Alex Bridgeman:  What distinguishes a good SDR from a great one? How do you make that final like 10, 15% leap into greatness? And then maybe for a sales leader profile too?

Tim Strickland:  Yeah, that’s a really good question. I think on the SDR side of the house, I think when you see the reps inside of a business that are supported by a particular SDR where win rate makes gradual or sometimes substantial process, what you know about that SDR outside of their ability to work. What you know about that SDR is that they are further qualifying those leads in their part of the process and doing a lot of that upfront work on the discovery side that a rep normally has to do in their cycle. If they can do that piece of it, teaching them how to close is the easiest part. On the flip side of that, if you see reps getting higher win rates as a result of the SDR that’s supporting them, it tells you that story. These guys are getting sales ready leads that are ready to close, and that’s where they’re spending their time. So I think it’s all about qualification and win rate if I were to put it, like tie it to a metric. On the management side, I think that’s an interesting question because it depends on the level. As a frontline manager, if I’m managing a group of reps directly, what I want to make sure that people can do in order for them to get to the next level is hire really well and make sure that they’re managing a really tight forecast. Like, you can’t show up and miss your number by 20% if you’re managing eight reps, and you can see every deal in your business. If I’m thinking about kind of a director that wants to get to a VP level inside of a business, what you’ve got to be able to do is look at the business and manage it from a metrics perspective, both top down and bottoms up, and start to identify macro trends that you’re bringing to your VP, where that person can make resourcing decisions and potentially strategic decisions on how we run the business from there. So, it’s a slightly different skill set. But those are the things that I look for on the management side.

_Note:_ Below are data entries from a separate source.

PR #9575, opened 2022-11-09
WorkQueue#ParallelFor(): allocate lambda once per thread, not once per item

Al2Klimov:


julianbrost:
Is there a code path where this is actually done so often that this change makes a meaningful difference?

Al2Klimov:
Everywhere in `lib/config/configitem.cpp`. (3x)

Al2Klimov:

f59f361f0
real    36m38.277s
user    196m31.058s
sys     71m49.837s

real    35m14.356s
user    190m16.353s
sys     68m23.075s

real    35m35.668s
user    192m36.516s
sys     68m44.489s

ba62c665a
real    34m20.220s
user    180m37.918s
sys     70m53.105s

real    35m0.843s
user    185m0.088s
sys     71m11.687s

real    35m7.805s
user    185m27.413s
sys     71m55.679s

yhabteab (approved):
I don't think this will bring that much performance optimisation, but it should bring some improvements, so be it!

PR #9579, opened 2022-11-10
Expression#GetReference(): ref, not copy, index if possible

Al2Klimov:
to avoid malloc().

`Expression#GetReference()` "returns" the parent object and the index (key) of a (not necessarily yet set) field.

Now it tries to return the index by ref not to have to copy it.

### DIFF
--- a/lib/config/expression.cpp
+++ b/lib/config/expression.cpp
@@ -793,8 +793,14 @@ bool IndexerExpression::GetReference(ScriptFrame& frame, bool init_dict, Value *
 		*parent = operand1.GetValue();
 	}
 
-	ExpressionResult operand2 = m_Operand2->Evaluate(frame);
-	index->Set(operand2.GetValue());
+	auto lit (dynamic_cast<LiteralExpression*>(m_Operand2.get()));
+
+	if (lit && lit->GetValue().IsString()) {
+		index->Set(&lit->GetValue().Get<String>());
+	} else {
+		ExpressionResult operand2 = m_Operand2->Evaluate(frame);
+		index->Set(operand2.GetValue());
+	}
 
 	if (dhint) {
 		if (psdhint)
--- a/lib/config/expression.cpp
+++ b/lib/config/expression.cpp
@@ -23,6 +23,15 @@ using namespace icinga;
 boost::signals2::signal<void (ScriptFrame&, ScriptError *ex, const DebugInfo&)> Expression::OnBreakpoint;
 boost::thread_specific_ptr<bool> l_InBreakpointHandler;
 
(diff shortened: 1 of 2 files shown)


julianbrost (changes requested):
Please update the PR description to explain what it's doing and why.

julianbrost (changes requested):
So from more looking at the code, I got some clues, but I still don't get the full picture. In my understanding, a good PR description should give me this picture, I shouldn't have to reverse-engineer it from the code change.

Your new `RefIndex` type is somewhat like `std::variant<const String&, String>`, sometimes capturing a string by reference, sometimes by value. But why is this needed? What are the situations where it can be referenced and what are those where it can't? Also, what is the purpose of the `index`/`vindex` parameters/variables that this is used for? The non-existing documentation for it doesn't help, but as you has looked into this, please share your knowledge.

Al2Klimov:
E.g. look at this:

11212022hannesholzmann

`SetExpression#DoEvaluate()` (7) requests _parent_ (3) and _index_ (4) from its left operand (5) via `IndexerExpression#GetReference()`, so it can do `VMOps::SetField(parent, index, right operand, ...)`. Don't ask me why, it is how it is. Other construction area. (Not in terms of room, but in terms of time.) Fact is: our = gets _host.vars_ and _disk_partitions_ to do `host.vars["disk_partitions"]="/"`. Same for the inner IndexerExpression (`host["vars"]`) and even for the VariableExpression (`locals["host"]`).

The current master copies the index unconditionally. #9579 is smarter. Whenever an index can be returned "by ref", that's done. The interesting (for you) changes are in `VariableExpression#GetReference()` and `IndexerExpression#GetReference()`. _vindex_ just had to be changed along with the `Expression#GetReference()` interface.

julianbrost:
So in other words:

For assignments, a reference to the storage location is needed. This reference is represented by the surrounding container (`parent`, typically a map/dict/object/scope) and a key into that container (`index`).

Now consider the following two assignments:

1. `x["foobar"] = 42`
2. `x["foo" + "bar"] = 42`

In both examples, the reference for the left-hand side will be a reference to `x` and the string `"foobar"`. In the first example, the `index` is a constant value somewhere inside the AST and your PR wants to use a reference to it. In the second example, that value is some temporary, so you have to return it by value.

Is that correct so far?

Al2Klimov:
> In the second example, that value is some temporary, so you have to return it by value.

Tbh I've already played with the thought of (referenceably) caching full-constexpr never-mutated computation results. But that's another story...

julianbrost:
Which is such a common operation for compilers, it even has a name: https://en.wikipedia.org/wiki/Constant_folding

But you can still do `x[random()] = 42` after all.

PR #9580, opened 2022-11-11
Calculate time spent on evaluating mismatching apply rules and parent objects

Al2Klimov:
## TODO

* #9577
* #9573
* #9555
* [ ] rebase


julianbrost:
Is this just for testing or something you actually want to merge?

Al2Klimov:
At least I consider it useful for the customer or NET colleague to figure out which apply rule to start with while doing #9585.

Al2Klimov:
Do you agree?

lippserd:
Is this really just measuring time for mismatched apply rules that should be removed anyway if considered invalid by the user? If so, I am in favor of closing this PR.

julianbrost:
The diff is huge compared to what I'd expect just from the PR title, so I don't know what this PR actually does. My initial impression was that this might be something that was built for debugging something, but if you think this would be useful in a release, please explain what it does exactly.

julianbrost:
> This one targets apply rules which matched, but not on all parent objects.

Sounds like just the typical use-case of apply rules to me.

> They're sorted descending by total time spent on filter executions which resulted in a mismatch divided by mismatched parent objects.

Therefore, this sounds like this would just generate a lot of output. And users are ignoring "your rule didn't match at all" warnings already.

Al2Klimov:
> Therefore, this sounds like this would just generate a lot of output.

In the debug log.

> And users are ignoring "your rule didn't match at all" warnings already.

Until they complain to the support about our speed and we read their logs.

julianbrost:
So if I had a service apply rule that matched on 70% of my hosts, this would tell me the time that was spent on evaluating this rule on the other 30%? This sounds like a strange metric to me. If an apply rule generates more objects, it's fine if it's more expensive to evaluate? The extreme case would be a super expensive to evaluate rule that creates services for all hosts and this wouldn't show up anywhere as there were no mismatches?

In general, I doubt the general usefulness of this change. Sure, it might be helpful in a few situations to figure something out, but this looks more like a hidden feature that little users would even be aware of and for this, it would need quite a big code change.

Al2Klimov:
Hey, with this I discovered #9585. But yes, we don't _have to_ include this.

Al2Klimov:
Would you prefer if I don't separate those 70/30%, i.e. look at the 100% (still divided by parent candidates)?

PR #9581, opened 2022-11-14
Checkable#MakeLocalsForApply(): make regex(), match() and cidr_match() "hot functions"

Al2Klimov:
by including them in ScriptFrame#Locals to reduce their lookup latency.

## Blocked by

* #9573

### DIFF
--- a/lib/icinga/checkable.cpp
+++ b/lib/icinga/checkable.cpp
@@ -78,6 +78,42 @@ void Checkable::OnAllConfigLoaded()
 	}
 }
 
+Dictionary::Ptr Checkable::MakeLocalsForApply()
+{
+	static const DictionaryData hotFunctions = ([]() -> DictionaryData {
+		DictionaryData hotFunctions;
+		Namespace::Ptr systemNS = ScriptGlobal::Get("System");
+
+		for (auto fname : { "regex", "match", "cidr_match" }) {
+			hotFunctions.emplace_back(fname, systemNS->Get(fname));
+		}
+
+		return hotFunctions;
+	})();
+
+	/* `match(host.vars.foo, "*bar*")` as an AST:
+	 *
+	 * FunctionCallExpression
+	 *   |- m_FName = VariableExpression
+	 *   |              |- m_Variable = "match"
+	 *   |              \- m_Imports = [
+	 *   |                   IndexerExpression // globals.System
+	 *   |                     |- m_Operand1 = GetScopeExpression
+	 *   |                     |                 \- m_ScopeSpec = ScopeGlobal
+	 *   |                     \- m_Operand2 = LiteralExpression
+	 *   |                                       \- m_Value = "System"
+	 *   |                   ...
+	 *   |                 ]
+	 *   \- m_Args = ...
+	 *
+	 * Instead of looking up "match" in ScriptFrame#Locals, ScriptFrame#Self and
+	 * finally in globals.System (implies looking up "System" in globals first)
+	 * while locking all respective mutexes (see VariableExpression#GetReference()),
+	 * place match() and the other "hot functions" above directly in ScriptFrame#Locals.
+	 */
+	return new Dictionary(hotFunctions);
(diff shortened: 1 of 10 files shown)


Al2Klimov:
This PR's first 3/4 commits are from its functional dependency, #9573. For a complete review you only need to look at https://github.com/Icinga/icinga2/pull/9581/commits/e0da0aa0c650ce452678e74c0a733a170e90284a . At best after reading this lines jump directly to the non-overseeable comment there.

Al2Klimov:
* 56 cores/threads (IDK)
* 256G RAM
* Config of our customer 22470
* time icinga2 daemon -C

## master before #9627

real    54m20,817s
user    337m24,969s
sys     2459m21,103s

## master before #9627 + #9581

real    30m30,954s
user    393m13,757s
sys     1162m58,718s

## master with #9627

real    23m15,077s
user    1039m6,028s
sys     198m59,482s

## master with #9627 + #9581

real    17m19,400s
user    711m34,169s
sys     198m32,413s

julianbrost:
This PR introduces subtle changes to the evaluation order for these few function/variable names. That is, if you put something like the following in the same file as your apply rule, this would be used in an apply rule so far but no longer with this PR:
```
namespace evil {
  this.match = ... // Please, don't do this.
}
using evil
```

Given that you have to use `this.match` because otherwise, you'd get a "Constant must not be modified." error which should hopefully discourage people from doing something like this.

Nonetheless, this made me wonder if there are ways we could speed up the regular lookup rather than having to implement this special-casing for a few names. The comment in the code change already points to something really interesting in that regard, I just didn't grasp at first how strangely this is implemented: For each variable that is referenced in the DSL, a `VariableExpression` is created, which stores all namespaces that were used/imported (as in the `using` keyword), i.e. could include the variable. This list of namespaces actually includes the [default namespaces](https://icinga.com/docs/icinga-2/latest/doc/17-language-reference/#namespaces) like `globals.System`: https://github.com/Icinga/icinga2/blob/14d7ee2777bf07f0b20d20151ba3df76ce236479/lib/config/expression.cpp#L102-L109
This isn't stored as pointers to namespaces but rather as expressions that will evaluate to the namespace. And this evaluation is done for every single variable access, even if it will always return the very same namespace. Obvious question: how far can we get performance-wise if we just access the corresponding objects directly.

Thus, I've hacked together a quick proof of concept (code quality is nowhere near that it should be merged in this state, but good enough to demonstrate the change) in the branch [faster-default-namespaces](https://github.com/Icinga/icinga2/tree/faster-default-namespaces) (the main change is to the `VariableExpression` member functions in `expression.cpp`, the rest is just quick and dirty changes to make the namespace symbols visible there), and the results look promising (even better than I had expected, so I already ran the test more often than I planned).

### Master (as of this morning, 14d7ee2777bf07f0b20d20151ba3df76ce236479)

real	27m20.275s
user	1251m40.022s
sys	211m56.809s

real	24m26.981s
user	1091m13.097s
sys	210m4.712s

real	26m42.890s
user	1221m42.849s
sys	213m35.887s

### This PR rebased onto that master commit (6b67b4db30a9f51e84fca78bdefaff6c4525b022)

real	16m51.643s
user	680m44.874s
sys	210m41.522s

real	17m55.335s
user	745m48.973s
sys	201m27.686s

real	17m25.771s
user	704m59.345s
sys	216m7.097s

### My faster-default-namespaces branch based on the same master commit (d113534856958c9cd090de509300bd2c861b91e8)

real	16m59.492s
user	715m1.558s
sys	184m39.060s

real	16m39.111s
user	684m14.024s
sys	197m54.057s

real	15m59.528s
user	677m7.659s
sys	175m36.224s

From those numbers alone, I wouldn't judge one or the other faster and you can probably tweak a config to prefer either, but I'd say both are pretty close (especially when compared to the baseline). So I'd prefer the approach that just makes the existing code path way faster rather than relying on some extra caching making a few functions special.

PR #9582, opened 2022-11-15
ConfigItem::GetItems(): cache result

Al2Klimov:
to avoid malloc(), refcounts and lock waits.

### DIFF
--- a/lib/base/scriptutils.cpp
+++ b/lib/base/scriptutils.cpp
@@ -451,8 +451,9 @@ Array::Ptr ScriptUtils::GetTemplates(const Type::Ptr& type)
 		BOOST_THROW_EXCEPTION(std::invalid_argument("Invalid type: Must not be null"));
 
 	ArrayData result;
+	auto items (ConfigItem::GetItems(type));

Alex Bridgeman:  Where do you see companies and maybe companies with their sales teams, where do you see them get stuck most often?

Tim Strickland:  Yeah. Can I give you a really obvious one?

Alex Bridgeman:  Please. Yeah.

Tim Strickland:  When ompanies don’t call people back who express interest in their product or service. Alex, have you ever tested that on your web form?

Alex Bridgeman:  Oh, my own? No, but I’ve asked for like Salesforce media in some way or joined a webinar. I got three calls by lunchtime, basically.

Tim Strickland:  Yeah, so that’s I think what people need to do. I can’t tell you the number of times when I’ve engaged with companies, where if you literally go on to their website and fill out a form requesting information, you don’t get a call. It’s crazy town. So just like that’s the first one. I think there is a portion, I think as companies grow, of leadership’s time that needs to be spent increasingly on analyzing macro level data trends inside businesses. I don’t see that happen as much as I feel like I should. And then as businesses at any size are growing or developing, not taking the time to reevaluate their market and their buyer. Like, you have to do that on a consistent basis, if not every quarter, every month. So just to make sure that you’re not seeing things that are happening that are preventing you from growing at the level that you feel like you’re capable of. So, I mean, those are probably the three answers that I would give.

Alex Bridgeman:  So, within your time with Summit, you joined recently so I don’t expect a hundred different case studies, but is there something you notice with larger sales teams in larger software businesses where they’re maybe consistently getting stuck in certain points or with certain hires or anything like that?

Tim Strickland:  Yeah. I think what I see, not even just for Summit companies, I think in general, especially with CEOs who have never made sales hires or like leadership level sales hires is that good salespeople are good salespeople for a reason typically, and what is more important than understanding if a sales leader coming into a business can learn your product, learn how to articulate its value, if you think they would be great on the phone with customers because that’s where you spend a lot of your time, and you don’t want to spend as much time there because you need to manage other parts of the business, what I would really recommend to those individuals is it’s more important to hire a sales leader that understands the areas of your go to market strategy, where they are weak, where they are strong, and how to resource and either fix or pour fuel on those things. I can’t tell you how many times I’ve talked to folks who run a business that’s selling $15,000 contracts where most of their leads are generated from inbound. And they’ve got a sales candidate, a sales leadership candidate who they’re talking to who sold either $3,000 deals or $450,000 deals that are mostly outbound or channel. Like, find a leader who has experience running the business that you run today, even if you see an opportunity out there in the future, who can optimize what you’re doing today while finding the next set of opportunities to go grow into. I see that, again, like all over the place. And it was true, Alex, in my prior businesses where I was a leader hiring people myself. I learned that the hard way a couple times, and that, when you spend as much time hiring, that’s where you’re going to find success. It’s the people who can fix the business that you’ve got today and who have the aptitude to go find the problems that you’re going to have to deal with tomorrow.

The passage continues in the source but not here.